Speaker: Suresh Pokharel
Host: Dr Guido Zuccon

Seminar Type:  PhD Thesis Review


The ability to rapidly identify patient similarity based on their electronic health record (EHR) is a fundamental task for several clinical informatics applications. It includes cohort selection, treatment recommendation, patient stratification, medical prognosis, personalized medicine, and unlocking the potential of medical analytics methods for healthcare intelligence.

The effective representation of EHR data is paramount to effective computational similarity methods. However, health data in EHR presents many challenges that make the representation more complicated; these include temporal aspects, multivariate, heterogeneous and irregular data, and data sparsity. In this research, we mainly focus on the multivariaty and temporality nature of EHR due to which EHR contain many complex inherent relationships. The critical importance for this is the modelling of (i) compound information -- multiple clinical events for a patient occur at the same point of time (or within a short period), (ii) clinical patterns -- frequent common sequential patterns that are associated with specific sequences of clinical events. The modelling of these relationships uncovers important information for similarity computing, which was ignored by the previous studies.

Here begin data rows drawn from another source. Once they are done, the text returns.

PR #135, opened 2022-11-29
Add stac to branches in workflow

abarciauskas-bgse:


abarciauskas-bgse:
I don't think this is needed

PR #158, opened 2023-03-21
Update trigger-gitlab.yml

spa0002:
Updated yml file to run job after pushes to the develop or master branch.
There was a syntax error with set-output. I do not see the error when pushing to the test-gitlab-trigger branch after updating the syntax.


wildintellect:
@sbquinlan did you already fix this?

Issue #145, opened 2023-01-18
Update Github Action before May 2023


wildintellect:
https://github.blog/changelog/2022-10-11-github-actions-deprecating-save-state-and-set-output-commands/

```
echo "##[set-output name=branch;]$(echo ${GITHUB_HEAD_REF#refs/heads/})"
shell: /usr/bin/bash --noprofile --norc -e -o pipefail {0}
Warning: The `set-output` command is deprecated and will be disabled soon. Please upgrade to using Environment Files. For more information see: https://github.blog/changelog/2022-10-11-github-actions-deprecating-save-state-and-set-output-commands/
```

@abarciauskas-bgse you can reassign this, but whoever fixes probably needs docs on what this job is supposed to do, and a method to test it.

abarciauskas-bgse:
@wildintellect I actually think this error is because of who+how of the PR - @marjo-luc is not a collaborator on this repo and made the PR from a fork. The documentation on the [actions secrets page](https://github.com/MAAP-Project/maap-documentation/settings/secrets/actions) says:

>Anyone with collaborator access to this repository can use these secrets and variables for actions. They are not passed to workflows that are triggered by a pull request from a fork.

So I think the fix should be: make @marjo-luc a collaborator, and if she can make a test PR which succeeds we can close this. 

I gave the MAAP-Project/maap-all team (which Marjorie is a member of) write access to this repository so I think that counts as making them all collaborators.

And just for clarification (although I think you know this, but for the sake of anyone else reading this issue), this github action only calls a gitlab job to run, so when it succeeds it just means we've successfully triggered the job, but the job likely fails.

abarciauskas-bgse:
The GITLAB_TRIGGER_URL will be at https://mas.maap-project.org/root/maap-tests (not sure if that's the exact path) and I know I created the access token under my username in that UI (although I'm not exactly sure where at the moment since Settings > Access Tokens says "This project has no active access tokens.")

wildintellect:
@abarciauskas-bgse that does solve the mystery of what threw the error but does not actually fix the github action feature that is changing (which is the actual topic of this ticket).

abarciauskas-bgse:
@wildintellect I see, my mistake! Then yes we do need to change our actions yaml file according to the [blog](https://github.blog/changelog/2022-10-11-github-actions-deprecating-save-state-and-set-output-commands/)

PR #160, opened 2023-03-28
Replace 'set-output'

sbquinlan:
Fix MAAP-Project/maap-documentation#145 and NASA-IMPACT/active-maap-sprint#411


sbquinlan:
The post to CI is 404. Not sure why without access to the secrets, but from the action run it looks like my update is correct. Requesting review to confirm.

abarciauskas-bgse (approved):

PR #164, opened 2023-04-04
Feature/add devfile info

grallewellyn:
The create workspace notebook previously said: "Name your workspace, choose your stack and the amount of RAM you will need." and I think it is possible that was created at a time there was a different workflow because I am not seeing a way to specify the amount of RAM that we want when creating a workspace and other screenshots look different in read the docs. It is also not clear exactly where we should edit in the devfile, so I added that information. 
I also don't see a way to add a git project or specify the organization, so I took this out of the description. Maybe this is something else that has been taken out with newer versions. Correct me if I am wrong. 

Screenshot 2023-04-04 at 1 13 04 PM


wildintellect:
I'm going to just note agreement with @grallewellyn the ram selection was different in V1. Git projects can still be added, but I'm not sure it's recommended over just doing a git clone was the workspace is up.

@grallewellyn was this tested on DIT, or Ops?

grallewellyn:
@wildintellect This was tested in both DIT and OPS and both appear to be creating a workspace the same way

rtapella (approved):
lgtm

PR #144, opened 2023-01-10
added doc. for new jobs ui

marjo-luc:
Initial commit for new Jobs UI documentation. This is a new UI that gives users a view of the job processing they have done and the ability to submit jobs. They will be able to view job metadata such as products generated, errors produced, and job status. The UI is accessible from users' jupyter workspaces.

PR #165, opened 2023-04-04
V2 merge and tag

wildintellect:
This is rolling up all the recent documentation updates into the master before we tag V2 and then re-organize.


wildintellect:
A couple of issues
- The Job UI work by @marjo-luc applies to the new "V3" job ui. <- this just highlights the need for a better way to manage future version docs.
- The requirements file has a `~=0.3.x` for pystac, which is already and old version (not a breaking issue, but a todo)

Thoughts on how to handle @rtapella ?

docs/source/platform_technical_documentation/ade_custom_extensions/jobsui.ipynb
```diff
@@ -0,0 +1,89 @@
+{
```
sumantjha, line 1: <p>View and Submit jobs icon is not visible in my version of ADE. Is it still there on other's version or has it been removed. In that case, this page needs to be modified. However, since we are going to make this version of RTD v2, this issue can also be fixed in the V3 version of RTD.</p>
<br/>

 _Reply via <a href='https://app.reviewnb.com/MAAP-Project/maap-documentation/pull/165/discussion/'>ReviewNB</a>_ <div id='ReviewNBCommentContext-DoNotDelete' style='display:none' data-state='OPEN' data-cellIndex='1'/>

sumantjha: Looks good to me. Ready to merge.

wildintellect: I think you'd only see this in the DIT version of the ADE. One option is we could revert https://github.com/MAAP-Project/maap-documentation/pull/144 , and reapply it after V2 tagging?

sumantjha: Yes, reverting and reapplying should resolve this.

rtapella:
Grace mentioned that `feature/add-devfile-info` fixes some documentation that is already in Ops (i.e., should be v2)

rtapella:
> * The Job UI work by @marjo-luc applies to the new "V3" job ui. <- this just highlights the need for a better way to manage future version docs.

This is isolated in the docs and I think it's okay to include here.

PR #166, opened 2023-04-05
202304 reorg

rtapella:
Reorganization at top level


docs/source/index.rst
```diff
@@ -9,15 +9,10 @@ Welcome to the MAAP User Documentation!
...
-  intro.rst
-  searching.rst
-  visualizing.rst 
-  accessing.rst
-  querying.rst
-  userdata.rst
+  getting_started.rst
+  science_examples.rst
   tutorials.rst
-  faqs.rst
```
wildintellect, line 19: FAQs is delisted here, but the FAQ folder still exists. Is this intentional to hide pages (orphan)? More generally should the folder and section names match?

docs/source/science_examples.rst
```diff
@@ -0,0 +1,16 @@
+Science Examples
+=======================================
+
+.. toctree::
+  :maxdepth: 2
+  :caption: Science Examples:
+
+
+  tutorials/HLS/HLS_search.ipynb
```
wildintellect, line 9: Same question from before, do we need to update the folder name to science_examples, or at least `science` since this is reflected in the urls? I don't think we're worried about breaking links at this point, so a url change should be ok.

docs/source/system_reference_guide/ade_custom_extensions.rst
```diff
@@ -0,0 +1,10 @@
+ADE Custom Extensions
+=======================================
+
```
wildintellect, line 3: There's no text explaining what is in this section.

docs/source/science_examples.rst
rtapella: Yes this is a good time to change the naming conventions etc.

The folder names don't need to match the rst.  I seem to recall leaving things alone as much as possible.

rtapella: Speaking of which... how do we feel about `Science Examples` ?

docs/source/index.rst
rtapella: I moved the FAQ into the System Reference Guide section. Maybe I forgot to move the `faq/` folder along with `faqs.rst`

docs/source/system_reference_guide/ade_custom_extensions.rst
rtapella: True!  There is also no explanation on the existing page: https://docs.maap-project.org/en/develop/ade_custom_extensions.html

rtapella: (I am not opposed to adding a description as part of the re-org)

wildintellect (commented):
Overall my only concern before approving this is that the folder names and heirarchy don't seem to match the Titles of the sections which is going to lead to some confusing urls, and complications for editors. Some examples were pointed out inline comments.

docs/source/science_examples.rst
wildintellect: They don't need to match 100% but this is confusing because a different section has Tutorials in it's name. `science examples` is fine for now, I would make the folder `science` to make a nicer url.

docs/source/index.rst
wildintellect: yup that's it. so maybe just a move is in order, since these are clearly FAQs only for System section.

docs/source/system_reference_guide/ade_custom_extensions.rst
wildintellect: Let just open a ticket to go through and add Descriptions to all the landing pages, and not do it in this PR.

docs/source/index.rst
rtapella: Oh I think I left it at the top level because all the image-links have to be altered for the faq files to work. I'll move it and update them.

(This is why I was asking about the `_static` folder and whether I can make new ones to move entire sub-trees of files around.)

rtapella: fixed in commit: 4854358c3f32ec484b1dc25ae356b734e88b6d0f

rtapella: I also have a subsequent commit to rename faqs.rst to faq.rst for consistency

wildintellect (approved):

docs/source/system_reference_guide/ade_custom_extensions.rst
rtapella: see: https://github.com/MAAP-Project/maap-documentation/issues/168

docs/source/science_examples.rst
rtapella: commit: 88ba9051f4c0be68f9c405affad6243c9f6e705c

renamed `tutorials/` to `science/`

rtapella:
I have also changed `intro/` to `getting_started/`

wildintellect (approved):

PR #10101, opened 2017-07-26
Add erpnext-grey.png, add logo in footer

netchampfaris:
image


rmehta:
Unsubscribe is still very prominent. Our goal is not to make it obvious!

netchampfaris:
image

PR #10120, opened 2017-07-26
Add disable check for Activity Type

bcornwellmott:
Currently, there is no way to disable or delete an Activity Type if you decide that activity is no longer valid (can't delete because of linked documents). Adding the checkbox prevents it from showing up in the list view, and there's now a validation to make sure they aren't disabled.

image


nabinhait:
Permission of Activity Type has been modified, please restore the permission and send the PR again.

PR #10125, opened 2017-07-27
Closed/completed projects are not shown in the portal#9342

ashwinisave35:
Now Completed project also shown in Project list:

screen shot 2017-07-27 at 12 00 04 pm

screen shot 2017-07-27 at 12 01 09 pm


nabinhait (changes requested):
In Sales Order and Delivery Note, completed project should not be shown. It uses same query for SO/DN as well.

PR #10129, opened 2017-07-27
[UI Test] Sales order with multi uom, multi tax, multi currency, tax template"

vishdha:


erpnext/selling/doctype/sales_order/test_sales_order.js
```diff
@@ -0,0 +1,107 @@
+$.extend(frappe.test_data, {
```
rmehta: add this in `test_item.js` (or use those items)

rmehta (changes requested):

PR #10156, opened 2017-07-28
[UI Test Salary] Test to check if the salary is correctly calculated for an employee

utkarsh-goswami:
Project Timesheet test updated
- Test Employee has been used. 

[UI Test Salary Structure]
- Created a Salary structure for test employee
- Checked if all the values of earning, deductions are correctly inserted.

[UI Test Salary Slip]
- Created a Salary Slip for test employee.
- Checked if all the amounts are correctly calculated.


erpnext/projects/doctype/project/project_timesheet.js
```diff
@@ -54,6 +59,15 @@ QUnit.test("test project", function(assert) {
 	};
 	frappe.run_serially([
 		() => {
+			// Creating Employee
+			return frappe.tests.make('Employee', [
```
rmehta: use test employee

rmehta (changes requested):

To address the above-listed problems, firstly, we propose a new method for general-purpose EHR representations called Temporal Tree: a temporal hierarchical model which, based on temporal co-occurrence, preserves the compound information found at different levels in EHR. Besides, this representation is augmented using the doc2vec embedding technique exploited for patient's similarity computation. Secondly, we further utilize the compound information with the help of Temporal Tree technique for discriminative feature generation, especially design for the mortality prediction task. Also, to test the impact of preserving temporal information, we capture compound information in terms of patient situations (i.e., the patient's clinical condition at a particular point of time), and represent a patient as a sequence of patient situations. This is contrasted with the baseline approach of defining a patient by the associated sequence of clinical events (bag-of-words like). Thirdly, along with Temporal Tree, we further apply sequential pattern mining with gap constraint to discover more complex clinical patterns. Then, we consider these clinical patterns along with compound information for effective EHR representation for similarity computing. 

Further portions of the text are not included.